_TASK BRIEF_: Go line by line through the data below and count those that hold "private". Return only the number.
Top of INFORMATION SHOWN
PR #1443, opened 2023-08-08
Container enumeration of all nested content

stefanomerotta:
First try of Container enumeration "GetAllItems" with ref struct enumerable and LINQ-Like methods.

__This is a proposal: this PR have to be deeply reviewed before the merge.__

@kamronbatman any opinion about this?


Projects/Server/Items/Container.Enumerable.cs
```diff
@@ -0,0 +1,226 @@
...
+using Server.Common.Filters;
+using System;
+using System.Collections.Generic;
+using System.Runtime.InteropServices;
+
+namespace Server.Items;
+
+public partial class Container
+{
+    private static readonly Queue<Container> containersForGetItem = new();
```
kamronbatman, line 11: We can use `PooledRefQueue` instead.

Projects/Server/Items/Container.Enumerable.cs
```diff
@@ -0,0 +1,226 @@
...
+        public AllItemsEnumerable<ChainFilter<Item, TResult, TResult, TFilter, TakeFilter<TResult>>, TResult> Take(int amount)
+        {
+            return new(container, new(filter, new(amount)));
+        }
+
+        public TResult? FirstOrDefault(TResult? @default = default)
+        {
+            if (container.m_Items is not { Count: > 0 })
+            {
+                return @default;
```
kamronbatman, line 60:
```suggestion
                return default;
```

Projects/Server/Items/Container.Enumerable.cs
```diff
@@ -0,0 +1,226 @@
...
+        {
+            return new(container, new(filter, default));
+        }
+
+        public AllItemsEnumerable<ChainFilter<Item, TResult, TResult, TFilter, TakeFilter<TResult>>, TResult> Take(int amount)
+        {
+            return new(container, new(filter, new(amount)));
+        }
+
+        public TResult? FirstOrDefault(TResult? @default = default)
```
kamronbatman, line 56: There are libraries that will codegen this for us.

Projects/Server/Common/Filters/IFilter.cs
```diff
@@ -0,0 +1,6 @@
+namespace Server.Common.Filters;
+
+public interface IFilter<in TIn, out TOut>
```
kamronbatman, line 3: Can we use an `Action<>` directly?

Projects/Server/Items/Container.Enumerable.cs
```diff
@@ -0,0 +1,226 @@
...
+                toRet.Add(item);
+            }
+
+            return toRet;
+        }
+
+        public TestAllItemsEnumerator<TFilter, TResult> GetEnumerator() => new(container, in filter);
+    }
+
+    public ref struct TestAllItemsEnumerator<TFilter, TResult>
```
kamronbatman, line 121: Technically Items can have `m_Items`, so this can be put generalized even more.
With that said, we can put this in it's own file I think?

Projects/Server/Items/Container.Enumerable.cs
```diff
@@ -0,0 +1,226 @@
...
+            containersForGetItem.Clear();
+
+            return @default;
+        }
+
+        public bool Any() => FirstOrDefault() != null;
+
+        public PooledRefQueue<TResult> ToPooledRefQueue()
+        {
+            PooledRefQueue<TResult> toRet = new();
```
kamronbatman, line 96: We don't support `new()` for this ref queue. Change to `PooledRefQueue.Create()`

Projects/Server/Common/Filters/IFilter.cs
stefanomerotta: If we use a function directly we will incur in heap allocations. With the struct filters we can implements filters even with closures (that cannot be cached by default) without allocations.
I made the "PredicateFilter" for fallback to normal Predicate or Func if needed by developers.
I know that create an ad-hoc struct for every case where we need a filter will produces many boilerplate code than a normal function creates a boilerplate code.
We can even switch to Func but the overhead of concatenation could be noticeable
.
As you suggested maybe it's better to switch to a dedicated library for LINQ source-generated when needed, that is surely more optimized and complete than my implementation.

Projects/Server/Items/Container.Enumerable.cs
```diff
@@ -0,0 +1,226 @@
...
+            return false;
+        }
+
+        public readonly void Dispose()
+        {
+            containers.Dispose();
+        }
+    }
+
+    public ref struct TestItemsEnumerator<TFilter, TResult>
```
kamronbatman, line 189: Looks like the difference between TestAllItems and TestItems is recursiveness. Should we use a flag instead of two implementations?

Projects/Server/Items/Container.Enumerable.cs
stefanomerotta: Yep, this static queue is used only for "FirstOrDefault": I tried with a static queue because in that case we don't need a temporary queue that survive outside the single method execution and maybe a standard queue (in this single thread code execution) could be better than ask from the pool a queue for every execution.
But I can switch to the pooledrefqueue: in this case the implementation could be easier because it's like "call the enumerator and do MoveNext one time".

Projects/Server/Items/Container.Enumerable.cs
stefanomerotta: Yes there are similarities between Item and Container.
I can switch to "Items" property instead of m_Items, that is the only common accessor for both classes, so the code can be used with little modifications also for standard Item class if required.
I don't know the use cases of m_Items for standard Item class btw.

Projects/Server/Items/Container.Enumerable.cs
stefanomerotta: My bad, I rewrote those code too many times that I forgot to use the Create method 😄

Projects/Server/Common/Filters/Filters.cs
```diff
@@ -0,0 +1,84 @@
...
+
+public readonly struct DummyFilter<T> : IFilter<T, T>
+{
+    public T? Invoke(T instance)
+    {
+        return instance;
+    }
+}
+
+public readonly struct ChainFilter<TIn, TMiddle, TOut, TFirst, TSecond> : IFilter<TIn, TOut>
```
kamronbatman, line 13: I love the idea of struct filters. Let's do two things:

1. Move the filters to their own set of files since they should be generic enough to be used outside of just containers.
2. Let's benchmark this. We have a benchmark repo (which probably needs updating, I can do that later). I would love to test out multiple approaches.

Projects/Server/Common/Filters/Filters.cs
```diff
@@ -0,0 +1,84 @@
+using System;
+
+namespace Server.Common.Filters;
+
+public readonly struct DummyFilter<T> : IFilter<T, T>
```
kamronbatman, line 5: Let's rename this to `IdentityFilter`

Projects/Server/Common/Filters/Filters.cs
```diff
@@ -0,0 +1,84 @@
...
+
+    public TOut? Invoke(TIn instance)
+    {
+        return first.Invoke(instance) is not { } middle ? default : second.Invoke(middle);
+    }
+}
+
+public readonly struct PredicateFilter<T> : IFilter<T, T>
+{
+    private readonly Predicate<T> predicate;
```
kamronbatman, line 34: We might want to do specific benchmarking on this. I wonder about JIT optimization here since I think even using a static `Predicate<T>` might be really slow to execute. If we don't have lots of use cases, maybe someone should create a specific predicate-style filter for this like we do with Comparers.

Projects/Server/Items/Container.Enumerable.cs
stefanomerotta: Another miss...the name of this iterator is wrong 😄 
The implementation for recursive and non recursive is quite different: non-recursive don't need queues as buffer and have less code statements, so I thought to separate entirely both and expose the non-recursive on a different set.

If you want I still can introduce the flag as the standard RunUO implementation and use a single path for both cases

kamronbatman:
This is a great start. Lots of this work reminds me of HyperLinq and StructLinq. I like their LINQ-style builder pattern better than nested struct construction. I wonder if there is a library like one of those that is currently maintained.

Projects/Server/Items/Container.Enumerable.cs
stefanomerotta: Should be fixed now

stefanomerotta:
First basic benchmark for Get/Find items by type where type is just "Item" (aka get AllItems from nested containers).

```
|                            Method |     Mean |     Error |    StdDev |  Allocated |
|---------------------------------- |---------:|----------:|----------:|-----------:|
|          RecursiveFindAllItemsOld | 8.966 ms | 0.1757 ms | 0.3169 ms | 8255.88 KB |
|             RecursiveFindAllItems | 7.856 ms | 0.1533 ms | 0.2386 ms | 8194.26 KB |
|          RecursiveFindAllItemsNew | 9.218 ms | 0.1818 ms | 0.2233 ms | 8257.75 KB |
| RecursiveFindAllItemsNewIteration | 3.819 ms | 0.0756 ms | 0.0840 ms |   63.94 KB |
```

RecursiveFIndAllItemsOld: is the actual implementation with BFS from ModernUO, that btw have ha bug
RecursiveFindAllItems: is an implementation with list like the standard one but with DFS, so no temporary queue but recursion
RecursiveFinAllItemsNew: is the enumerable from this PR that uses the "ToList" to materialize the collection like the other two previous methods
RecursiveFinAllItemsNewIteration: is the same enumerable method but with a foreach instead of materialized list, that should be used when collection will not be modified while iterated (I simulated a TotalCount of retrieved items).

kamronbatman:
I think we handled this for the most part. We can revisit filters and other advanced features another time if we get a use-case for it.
Bottom of INFORMATION SHOWN
Top of INFORMATION SHOWN
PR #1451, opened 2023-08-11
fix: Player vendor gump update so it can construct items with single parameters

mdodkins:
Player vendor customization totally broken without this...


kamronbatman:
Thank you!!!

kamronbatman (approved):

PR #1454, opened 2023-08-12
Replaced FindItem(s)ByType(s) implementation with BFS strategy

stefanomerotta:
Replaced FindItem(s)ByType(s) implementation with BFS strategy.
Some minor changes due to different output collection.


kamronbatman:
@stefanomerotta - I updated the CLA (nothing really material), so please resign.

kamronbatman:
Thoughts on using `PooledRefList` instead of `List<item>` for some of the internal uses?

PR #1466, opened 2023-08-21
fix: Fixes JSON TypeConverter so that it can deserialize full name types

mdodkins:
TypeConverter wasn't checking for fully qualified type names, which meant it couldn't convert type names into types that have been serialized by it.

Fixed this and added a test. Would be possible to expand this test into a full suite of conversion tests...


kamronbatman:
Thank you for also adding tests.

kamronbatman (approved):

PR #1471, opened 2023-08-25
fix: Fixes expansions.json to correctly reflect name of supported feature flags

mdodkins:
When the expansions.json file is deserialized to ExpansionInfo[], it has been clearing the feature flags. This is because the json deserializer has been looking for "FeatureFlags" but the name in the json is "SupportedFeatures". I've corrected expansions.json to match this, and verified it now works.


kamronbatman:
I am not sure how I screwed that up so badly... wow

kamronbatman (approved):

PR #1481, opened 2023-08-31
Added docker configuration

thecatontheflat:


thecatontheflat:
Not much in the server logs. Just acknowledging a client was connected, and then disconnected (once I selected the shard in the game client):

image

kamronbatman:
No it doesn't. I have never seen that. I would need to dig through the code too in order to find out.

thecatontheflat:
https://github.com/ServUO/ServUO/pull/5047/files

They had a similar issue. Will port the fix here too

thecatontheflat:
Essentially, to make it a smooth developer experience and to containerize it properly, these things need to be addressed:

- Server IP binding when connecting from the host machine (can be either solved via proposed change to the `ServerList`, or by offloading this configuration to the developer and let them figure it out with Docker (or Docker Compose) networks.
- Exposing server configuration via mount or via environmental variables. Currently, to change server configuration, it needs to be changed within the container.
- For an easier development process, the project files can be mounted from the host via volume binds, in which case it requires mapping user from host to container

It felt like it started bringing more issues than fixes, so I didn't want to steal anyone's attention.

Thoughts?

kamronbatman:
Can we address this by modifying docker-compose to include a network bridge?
Bottom of INFORMATION SHOWN
_WRITTEN ANSWER_: 2